Women’s club The Wing is shaking up its leadership team after global coworking giant IWG provided a cash injection last month.

Founder and former CEO of Care.com Sheila Lirio Marcelo has been named executive chairwoman of its board of directors, FastCompany reports. Laura Kassan, The Wing co-founder and previously its chief operating officer, has been formally named CEO. 

The company, founded in 2016 as a coworking space catering exclusively to women, was rumored to be close to bankruptcy last year. IWG invested in the company in February to help it expand. Marcelo has been advising the firm since last year, and she is now joining its board, per Fast Company.

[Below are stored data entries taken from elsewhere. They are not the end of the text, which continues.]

PR #1069, opened 2019-06-06
Check WW extraction for statement tag

Alex-Jordan:
This is to replace PR #1067 .

After we know we have valid XML, check to see if the root element has a `<statement>` child. And then there are the consequences. Report the error. Maybe terminate depending on -a flag. Otherwise make place holder shell problems.

Also caught an error in the existing code with the place where `url_tag` was defined.

@mitchkeller Can you try this branch and see what happens? I did minimal testing, adding things the WW mini example. If it works for you, we can close #1067. Sorry for the amateur Python. [But I am an amateur after all :)]

### DIFF
--- a/script/mbx
+++ b/script/mbx
@@ -553,7 +553,7 @@ def webwork_to_xml(xslt_exec, ptx_xsl_dir, xml_source, server_params, dest_dir):
             static[problem] = "<static failure='xml'>\n<statement>\n  <p>\n    " + bad_xml_msg.format(problem_identifier, seed[problem],'    Use -a to halt with returned content') + "  </p>\n</statement>\n</static>"
         elif no_statement:
             print(no_statement_msg.format(problem_identifier, seed[problem],'  Use -a to halt with returned content'))
-            static[problem] = "<static failure='xml'>\n<statement>\n  <p>\n    " + no_statement_msg.format(problem_identifier, seed[problem],'    Use -a to halt with returned content') + "  </p>\n</statement>\n</static>"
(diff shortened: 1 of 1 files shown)


script/mbx
```diff
@@ -544,6 +551,9 @@ def webwork_to_xml(xslt_exec, ptx_xsl_dir, xml_source, server_params, dest_dir):
         elif bad_xml:
             print(bad_xml_msg.format(problem_identifier, seed[problem],'  Use -a to halt with returned content'))
             static[problem] = "<static failure='xml'>\n<statement>\n  <p>\n    " + bad_xml_msg.format(problem_identifier, seed[problem],'    Use -a to halt with returned content') + "  </p>\n</statement>\n</static>"
+        elif no_statement:
+            print(no_statement_msg.format(problem_identifier, seed[problem],'  Use -a to halt with returned content'))
+            static[problem] = "<static failure='xml'>\n<statement>\n  <p>\n    " + no_statement_msg.format(problem_identifier, seed[problem],'    Use -a to halt with returned content') + "  </p>\n</statement>\n</static>"
```
mitchkeller: Should this be @failure="no_statement" here? I was out of the office yesterday and haven't had a chance to test, but thought I'd look this over this morning and get to testing a bit later today.

Alex-Jordan: Good catch!

Alex-Jordan: I made it `failure='statement'` to keep it one word like the others. They don't all read well as "It failed because of _____" anyway.  So far, I believe there is nothing that uses these `@failure` attributes, but it seemed like they might come in handy some day.

rbeezer:
Thanks, I'll get it in a couple days, not online right now.  Thanks for the work on this!

rbeezer:
Sorry for the delay.  Merged and updating website examples now.

Thanks for working this one out.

“Sheila has dedicated her career and life’s work to ensuring women have the resources they need to succeed and fulfill their dreams,” Wing investor and Sequoia partner Jess Lee told the publication. "Not only does Sheila know what it’s like to lead and grow a successful company, she knows the unique challenges that come with being a woman—especially a woman of color—in the workplace.”

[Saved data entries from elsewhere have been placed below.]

Issue #1086, opened 2019-06-20
Geogebra app draws focus when loaded


dbrianwalton:
Current behavior can be seen in Sample Article HTML when viewing Section 14 (Interactive Elements, Authored). Once the page finishes loading, the view immediately jumps to Figure 14.23 (Geogebra: from scratch). I have confirmed this in both Chrome and Safari.

In a modified version of the section, if I rearrange the figures, the focus is always drawn to the same Figure. If the figure is removed from the source, there is no jumping.

Why it happens: The GGBApplet seems actively requests the page focus, which bubbles through the iFrame. It only appears to be happening when the GeoGebra object definitions are established through javascript commands (hence, the from scratch).

Solution: Add another default parameter for the GGBApplet to prevent focus.
(pull-request is being prepared)

kcrisman:
> Current behavior can be seen in Sample Article HTML when viewing Section
> 14 (Interactive Elements, Authored). Once the page finishes loading, the
> view immediately jumps to Figure 14.23 (Geogebra: from scratch). I have
> confirmed this in both Chrome and Safari.
>

Thank you for discovering that; I had been noticing that all week, but
failed to see the significance - I thought I had been accidentally clicking
on a too-sensitive touchpad!

dbrianwalton:
Unfortunately, the focus attribute may not be enough to fix this. (My page was just taking quite a bit longer for the focus to jump, so I thought I had fixed it.)

dbrianwalton:
This question on the GeoGebra forums suggests that maybe the source is a zoomability on the interactive.

[https://help.geogebra.org/topic/scrolling-through-a-web-page-with-geogebra-applets-geogebra-captures-focus]

dbrianwalton:
Okay, the offending command is the GeoGebra command `setPerspective`, which is the first command in the from-scratch javascript GGB interactive. The change of page focus appears to be an unintentional side effect by GeoGebra (it does not respect the focus flag) and seems to be out of our control.

On the other hand, there appears to be no loss of functionality by dropping that particular command from the script. The view for this interactive shows the graphical view by default.

rbeezer:
Thanks, Brian!  Maybe @Alex-Jordan has more to add?

Alex-Jordan:
[...]

PR #1087, opened 2019-06-20
Prevent javascript geogebra apps from taking focus as default behavior

dbrianwalton:
Resolution for Issue #1086.
Adds a default "preventFocus: true" parameter to the GGBApplet.


dbrianwalton:
Hold off on this. It's still pulling focus (but was taking longer so I missed it).

PR #1090, opened 2019-06-20
Revise WeBWorK documentation

Alex-Jordan:
Following some feedback from @nordstromjf today. Also while I was in there, made a few corrections, moved the existing idx tags to a better place, and reformatted source more to my liking.


rbeezer:
Thanks @Alex-Jordan  and @nordstromjf!

PR #1092, opened 2019-06-20
Fix threejs splines example in sample-article update error

dbrianwalton:
In May, the splines.js used in sample-article was edited to remove stats window. This introduced an error when the object (now gone) was asked to do an update call.

Commented this offending line out so that there is no longer an error.


rbeezer:
Thanks, Brian!  Nice catch.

Care.com is an online marketplace for finding carers for children, pets and seniors; Marcelo founded it in 2006 after facing difficulties finding people to care for both her children and parents while she was at work.

She told FastCompany she sees a lot of overlap between Care.com and the Wing, as they both involve creating space for women. She is joining the board at a tumultuous time for the Wing, which like many coworking companies, has been battered by the impact of the coronavirus pandemic.

A year ago, the company laid off most of its staff and then in the summer it was sued by Thor Equities over claims it hadn’t paid rent. WeWork had invested in the business under former CEO Adam Neumann, but it sold its stake to investors including Google Venture and Mindy Kaling in the fallout of Neumann's ouster.

The Wing's former CEO and founder, Audrey Gelman, resigned last June, after months of allegations its workplace culture was toxic and discriminatory against people of color, The New York Times reported. Employees staged a digital walkout following the resignation, slamming the Wing’s “dysfunctional company structure” and failing to employ the “intersectional feminism” it peddled to the world.

Following Gelman’s resignation, Kassan and three others were installed in what the firm described as the “Office of the CEO." The two others have since left.

IWG, the largest flex office owner in the world and now the majority owner in the Wing, recently reached deals with Standard Chartered and the Norwegian division of EY to set up hub-and-spoke office models.

“What became clear in the second half of last year was that lots of companies would stick with hybrid working beyond the crisis,” IWG CEO Mark Dixon told Bisnow last month. “Companies are now openly declaring that they are going hybrid.”